For many years, research scientists have promised us that memory will become unlimited and persistent. Unfortunately, this memory nirvana has not come to pass. Considering that most applications are meant to be used more than once, this places the requirement of persistence on the developer. Even if memory were to become persistent, the need to exchange data across multiple applications or computers would again place the developer in a position to implement some form of persistence mechanism. Serialization of data using built-in .NET support makes persistence easy and reusable. In this article, we will review the support available for serialization and look at a couple of scenarios for using it.

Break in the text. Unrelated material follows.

PR #449, opened 2026-08-27
3/8 — The chase cron: the product finally speaks about your own applications

Ranjith36963:
Stacked on #448.

## THE break in the whole map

Introduction to Serialization

So, what is serialization? Semantically, serialization is the act of publishing or producing an item in the form of a series of information bits. This is a fancy way of saying that serialization is taking some data structure and pumping it out into a stream of bytes that we can then use. A concrete example will help us out; let's say that we have a data structure in memory representing an employee. The data structure for the class has the following form:

public class Employee
{
  public string FirstName;
  public string LastName;
  public DateTime StartDate;
  public int Age;
  private int EmpID;
  ...
}

For the purposes of our application, we'll further assume that the EmpID is being set randomly by the constructor and is only used for internal processing. The need for a private member will become evident in the examples that follow.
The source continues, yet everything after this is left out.